### Your objective
Please make an exact transcription of all the data that follows.

Saved entries

◇ ◇ ◇

PR #1192, opened 2020-05-07
Update Alert docs #trivial

jonathasbsouza:

Update `Alert` examples.

There are mixed `alert` examples without e-commerce context. Also, we don't properly explain each component variant usage.

`yarn styleguide`

#### Types of changes


react/components/Alert/README.md
```diff
@@ -14,47 +14,59 @@
 
 For low-priority notification prefer a <a href="#/Components/Notification/ToastProvider">Toast</a>.
 
+## Examples
```
kevinch, line 17: We do not use such title in the other components docs. I'd use a space or maybe `hr` to separate examples from explanations above.

jonathasbsouza: Got it! Changed it in deb0abc

kevinch: Nice!

PR #1194, opened 2020-05-08
Add useDisclosure hook

thayannevls:
As the title says.

Some components deal with the scenario of open, close, and toggle behavior.

`yarn && yarn styleguide`
#### Types of changes

### DIFF
--- a/react/utilities/index.ts
+++ b/react/utilities/index.ts
@@ -1,0 +1,12 @@
+import { useState } from 'react'
+
+export const useDisclosure = (open = false) => {
+  const [isOpen, setIsOpen] = useState(open)
+
+  return {
+    isOpen,
+    onOpen: () => setIsOpen(true),
+    onClose: () => setIsOpen(false),
+    onToggle: () => setIsOpen(!isOpen),
+  }
+}
--- a/react/utilities/index.ts
+++ b/react/utilities/index.ts
@@ -1,12 +1,16 @@
-import { useState } from 'react'
+import { useState, useCallback } from 'react'
 
 export const useDisclosure = (open = false) => {
   const [isOpen, setIsOpen] = useState(open)
 
+  const onOpen = useCallback(() => setIsOpen(true), [])
+  const onClose = useCallback(() => setIsOpen(false), [])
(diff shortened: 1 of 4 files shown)


react/utilities/index.ts
```diff
@@ -0,0 +1,12 @@
+import { useState } from 'react'
+
+export const useDisclosure = (open = false) => {
+  const [isOpen, setIsOpen] = useState(open)
+
+  return {
+    isOpen,
+    onOpen: () => setIsOpen(true),
+    onClose: () => setIsOpen(false),
+    onToggle: () => setIsOpen(!isOpen),
```
matheusps, line 10:
```suggestion
    onToggle: () => setIsOpen(prevIsOpen => !prevIsOpen),
```

matheusps, line 10: Wrap these in `useCallback`. This is useful if the users may want to add then to dependency arrays.

styleguide.config.js
```diff
@@ -214,6 +214,15 @@ module.exports = {
         },
       ],
     },
+    {
+      name: 'Utilities',
```
matheusps, line 218: Hooks maybe?

react/utilities/index.ts
thayannevls: Done! :smile:

thayannevls: Done!

styleguide.config.js
thayannevls: :thinking: Makes sense

@emersonlaurentino do you agree?

react/utilities/index.ts
```diff
@@ -0,0 +1,12 @@
+import { useState, useCallback } from 'react'
+
+export const useDisclosure = (open = false) => {
+  const [isOpen, setIsOpen] = useState(open)
+
+  return {
+    isOpen,
+    onOpen: useCallback(() => setIsOpen(true), []),
```
matheusps, line 8: Doesn't this usage break the first rule of hooks? 🤔.

thayannevls: Fixed it

styleguide.config.js
emersonlaurentino: I believe not, because not all utilities are hooks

◇ ◇ ◇

### Task result
PR #1192, opened 2020-05-07
Update Alert docs #trivial

jonathasbsouza:

Update `Alert` examples.

There are mixed `alert` examples without e-commerce context. Also, we don't properly explain each component variant usage.

`yarn styleguide`

#### Types of changes


react/components/Alert/README.md
```diff
@@ -14,47 +14,59 @@
 
 For low-priority notification prefer a <a href="#/Components/Notification/ToastProvider">Toast</a>.
 
+## Examples
```
kevinch, line 17: We do not use such title in the other components docs. I'd use a space or maybe `hr` to separate examples from explanations above.

jonathasbsouza: Got it! Changed it in deb0abc

kevinch: Nice!

PR #1194, opened 2020-05-08
Add useDisclosure hook

thayannevls:
As the title says.

Some components deal with the scenario of open, close, and toggle behavior.

`yarn && yarn styleguide`
#### Types of changes

### DIFF
--- a/react/utilities/index.ts
+++ b/react/utilities/index.ts
@@ -1,0 +1,12 @@
+import { useState } from 'react'
+
+export const useDisclosure = (open = false) => {
+  const [isOpen, setIsOpen] = useState(open)
+
+  return {
+    isOpen,
+    onOpen: () => setIsOpen(true),
+    onClose: () => setIsOpen(false),
+    onToggle: () => setIsOpen(!isOpen),
+  }
+}
--- a/react/utilities/index.ts
+++ b/react/utilities/index.ts
@@ -1,12 +1,16 @@
-import { useState } from 'react'
+import { useState, useCallback } from 'react'
 
 export const useDisclosure = (open = false) => {
   const [isOpen, setIsOpen] = useState(open)
 
+  const onOpen = useCallback(() => setIsOpen(true), [])
+  const onClose = useCallback(() => setIsOpen(false), [])
(diff shortened: 1 of 4 files shown)


react/utilities/index.ts
```diff
@@ -0,0 +1,12 @@
+import { useState } from 'react'
+
+export const useDisclosure = (open = false) => {
+  const [isOpen, setIsOpen] = useState(open)
+
+  return {
+    isOpen,
+    onOpen: () => setIsOpen(true),
+    onClose: () => setIsOpen(false),
+    onToggle: () => setIsOpen(!isOpen),
```
matheusps, line 10:
```suggestion
    onToggle: () => setIsOpen(prevIsOpen => !prevIsOpen),
```

matheusps, line 10: Wrap these in `useCallback`. This is useful if the users may want to add then to dependency arrays.

styleguide.config.js
```diff
@@ -214,6 +214,15 @@ module.exports = {
         },
       ],
     },
+    {
+      name: 'Utilities',
```
matheusps, line 218: Hooks maybe?

react/utilities/index.ts
thayannevls: Done! :smile:

thayannevls: Done!

styleguide.config.js
thayannevls: :thinking: Makes sense

@emersonlaurentino do you agree?

react/utilities/index.ts
```diff
@@ -0,0 +1,12 @@
+import { useState, useCallback } from 'react'
+
+export const useDisclosure = (open = false) => {
+  const [isOpen, setIsOpen] = useState(open)
+
+  return {
+    isOpen,
+    onOpen: useCallback(() => setIsOpen(true), []),
```
matheusps, line 8: Doesn't this usage break the first rule of hooks? 🤔.

thayannevls: Fixed it

styleguide.config.js
emersonlaurentino: I believe not, because not all utilities are hooks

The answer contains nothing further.